Notice that there are more decimals places than in the original data.

Rounding Values Case

RawData$RoundValue <- round(RawData$PreciseValue,2)
fig <- plot_ly(RawData, type = 'scatter', mode = 'lines')%>%
  add_trace(x = ~Date, y = ~RoundValue, name = 'RoundValue')

saveWidget(fig, "plotly_round.html", selfcontained = TRUE)

The html file size for the round case is also 3780kb. The underlying data for this case is

"y":[0.14999999999999999,0.34999999999999998,0.82999999999999996,0.57999999999999996,0.39000000000000001,0.28999999999999998,0.17999999999999999,0.44,0.68000000000000005,0.37,0.98999999999999999,0.42999999999999999]

The stored y data should be something like

"y":[0.15, 0.35, 0.83, 0.58, 0.39, 0.29, 0.18, 0.44, 0.68, 0.37, 0.99, 0.43]

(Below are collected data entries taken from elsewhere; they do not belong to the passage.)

PR #1462, opened 2020-12-05
Implement PackFromRgbPlanes for Rgba32 and Rgb24

antonfirsov:
### Prerequisites

### Description
This is a replacement for #1242, implementing the algorithm suggested by @saucecontrol in https://github.com/SixLabors/ImageSharp/pull/1242#issuecomment-735346693.
Contributes to #1121 and #1410. 

### Results

The baseline is the `float` AVX2 packing which is the final step of all JpegColorConverters.

```
.NET Core 3.1.1
Intel Core i7-7700HQ CPU 2.80GHz (Kaby Lake), 1 CPU, 8 logical and 4 physical cores


|                           Method | Count |       Mean |    Error |   StdDev | Ratio | RatioSD |
|--------------------------------- |------ |-----------:|---------:|---------:|------:|--------:|
|     Rgb24_Scalar_PerElement_Span |  1024 | 1,634.6 ns | 26.56 ns | 24.84 ns |  3.12 |    0.05 |
|   Rgb24_Scalar_PerElement_Unsafe |  1024 | 1,284.7 ns |  4.70 ns |  4.16 ns |  2.46 |    0.01 |
| Rgb24_Scalar_PerElement_Batched8 |  1024 | 1,182.3 ns |  5.12 ns |  4.27 ns |  2.26 |    0.01 |
| Rgb24_Scalar_PerElement_Batched4 |  1024 | 1,146.2 ns | 16.38 ns | 14.52 ns |  2.19 |    0.02 |
|                Rgba32_Avx2_Float |  1024 |   522.7 ns |  1.78 ns |  1.39 ns |  1.00 |    0.00 |
|                 Rgb24_Avx2_Bytes |  1024 |   243.3 ns |  1.56 ns |  1.30 ns |  0.47 |    0.00 |
|                Rgba32_Avx2_Bytes |  1024 |   146.0 ns |  2.48 ns |  2.32 ns |  0.28 |    0.01 |
```

#### Conclusions:
- The trick seems to worth it
- Although staying on `Rgba32` would be faster, we can bring `Rgb24` closer in the final implementation because we need to convert 25% less `float`-s to `byte`-s with `Image<Rgb24>`.

### Follow-up
Finishing  #1121 and #1410 should be a trivial refactor from now on, I can describe all the steps if someone wants to take it. (I likely won't have the time before January.)

### DIFF
--- a/.gitattributes
+++ b/.gitattributes
@@ -105,8 +105,11 @@
 *.pvr               binary
 *.snk               binary
 *.tga               binary
+*.tif               binary
+*.tiff              binary
 *.ttc               binary
 *.ttf               binary
+*.wbmp              binary
 *.webp              binary
 *.woff              binary
 *.woff2             binary
--- a/.gitattributes
+++ b/.gitattributes
@@ -105,11 +105,8 @@
 *.pvr               binary
 *.snk               binary
 *.tga               binary
-*.tif               binary
-*.tiff              binary
 *.ttc               binary
 *.ttf               binary
-*.wbmp              binary
 *.webp              binary
 *.woff              binary
 *.woff2             binary
--- a/src/ImageSharp/PixelFormats/PixelOperations{TPixel}.cs
+++ b/src/ImageSharp/PixelFormats/PixelOperations{TPixel}.cs
@@ -4,6 +4,8 @@
 using System;
 using System.Buffers;
 using System.Numerics;
+using System.Runtime.CompilerServices;
+using System.Runtime.InteropServices;
 using SixLabors.ImageSharp.Formats;
 using SixLabors.ImageSharp.Memory;
 
@@ -177,13 +179,26 @@ namespace SixLabors.ImageSharp.PixelFormats
             Span<TPixel> destination)
         {
             Guard.NotNull(configuration, nameof(configuration));
+
+            int count = redChannel.Length;
+            Guard.IsTrue(greenChannel.Length == count, nameof(greenChannel), "Channels must be of same size!");
+            Guard.IsTrue(blueChannel.Length == count, nameof(blueChannel), "Channels must be of same size!");
+            Guard.IsTrue(destination.Length > count + 2, nameof(destination), "'destination' must contain a padding of 3 elements!");
+
             Guard.DestinationShouldNotBeTooShort(redChannel, destination, nameof(destination));
 
-            for (int i = 0; i < destination.Length; i++)
-            {
-                var rgb24 = new Rgb24(redChannel[i], greenChannel[i], blueChannel[i]);
+            Rgb24 rgb24 = default;
+            ref byte r = ref MemoryMarshal.GetReference(redChannel);
+            ref byte g = ref MemoryMarshal.GetReference(greenChannel);
+            ref byte b = ref MemoryMarshal.GetReference(blueChannel);
+            ref TPixel d = ref MemoryMarshal.GetReference(destination);
 
-                destination[i].FromRgb24(rgb24);
+            for (int i = 0; i < count; i++)
+            {
+                rgb24.R = Unsafe.Add(ref r, i);
+                rgb24.G = Unsafe.Add(ref g, i);
+                rgb24.B = Unsafe.Add(ref b, i);
+                Unsafe.Add(ref d, i).FromRgb24(rgb24);
             }
         }
     }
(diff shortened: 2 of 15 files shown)


src/ImageSharp/PixelFormats/PixelOperations{TPixel}.cs
```diff
@@ -159,5 +161,45 @@ public partial class PixelOperations<TPixel>
 
             PixelOperations<TDestinationPixel>.Instance.From(configuration, sourcePixels, destinationPixels);
         }
+
+        /// <summary>
+        /// Bulk operation that packs 3 seperate RGB channels to <paramref name="destination"/>.
+        /// The destination must have a padding of 3.
```
antonfirsov, line 167: We expect `destination` to be padded, because of quirks of the Rgb24 AVX2 implementation. This will need some extra trickery (a copy) when using it arond the last line(s) of Jpeg, but that shouldn't be too hard.

.gitattributes
```diff
@@ -105,11 +105,8 @@
 *.pvr               binary
 *.snk               binary
 *.tga               binary
-*.tif               binary
```
JimBobSquarePants: This change comes from the automatic copy from the shared-infrastructure submodule when building. 

I think you need to rebuild the solution and push again making sure all submodules are up-to-date and that the root `.gitattributes` and `.editorconfig` files are updated from the submodule on build.

JimBobSquarePants: I can do this if you want?

src/ImageSharp/PixelFormats/PixelOperations{TPixel}.cs
JimBobSquarePants: Yeah when I did the slice from 4 to 3channels I offset the write so there wasn't any padding required but that could only be done with SSE so likely wouldn't be fast enough here.

.gitattributes
antonfirsov: Reverted this change.

src/ImageSharp/PixelFormats/PixelOperations{TPixel}.cs
antonfirsov: The problem is that I'm doing overlapped stores of 256 byte vectors in the following format:

```
rgb1   = <R00, G00, B00, R01, G01, B01, R02, G02 | B02, R03, G03, B03, R04, G04, B04, R05 || B05, G05, R06, G06, B06, R07, G07, B07 | ___, ___, ___, ___, ___, ___, ___, ___>
rgb2   = <R08, G08, B08, R09, G09, B09, R10, G10 | B10, R11, G11, B11, R12, G12, B12, R13 || B13, G13, R14, G14, B14, R15, G15, B15 | ___, ___, ___, ___, ___, ___, ___, ___>
rgb3   = <R16, G16, B17, R17, G17, B17, R18, G18 | B18, R19, G19, B19, R20, G20, B20, R21 || G21, B21, R22, G22, B22, R23, G23, B23 | ___, ___, ___, ___, ___, ___, ___, ___> 
rgb4   = <R24, G24, B24, R25, G25, B25, R26, G26 | B26, R27, G27, B27, R28, G28, B28, R29 || G29, B29, R30, G30, B30, R31, G31, B31 | ___, ___, ___, ___, ___, ___, ___, ___>  
```
Storing `rgb4` would result in an overflow, since `B31` is the last element.

JimBobSquarePants: Would it perhaps be better to vectorize one less round than max and slice accordingly after? I'm concerned about the padding requirement.

antonfirsov: That's something we can do a good solution on the call-site yeah ... but the input span has to be still padded, there is no other way for us to make sure there is no overflow within the `PackFromRgbPlanes` method.

Idea:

Does anyone know how to configure R Plotly to only store the configured number of decimal places in html output?


Solution

  • plotly uses htmlwidgets methods to save its data. Part of that is that the object being plotted contains a function to save its data as JSON. The function used in your example is

    > attr(fig$x, "TOJSON_FUNC")
    function (x, ...) 
    {
        jsonlite::toJSON(x, digits = 50, auto_unbox = TRUE, force = TRUE, 
            null = "null", na = "null", time_format = "%Y-%m-%d %H:%M:%OS6", 
            ...)
    }
    <bytecode: 0x12084ae50>
    <environment: namespace:plotly>
    

    You can replace that with a different function, e.g. one that looks just the same, but only tries to save 2 significant digits instead of 50 significant digits:

    attr(fig$x, "TOJSON_FUNC") <- function (x, ...) 
    {
      jsonlite::toJSON(x, digits = 2, auto_unbox = TRUE, force = TRUE, 
                       null = "null", na = "null", time_format = "%Y-%m-%d %H:%M:%OS6", 
                       ...)
    }
    
    saveWidget(fig, "plotly_base.html", selfcontained = TRUE)
    

    When I do that, it saves the data with just 2 decimal places.

    This doesn't make a huge difference to the file size since most of it is the plotly Javascript code, but on a larger dataset (maybe your real one) it should help a bit.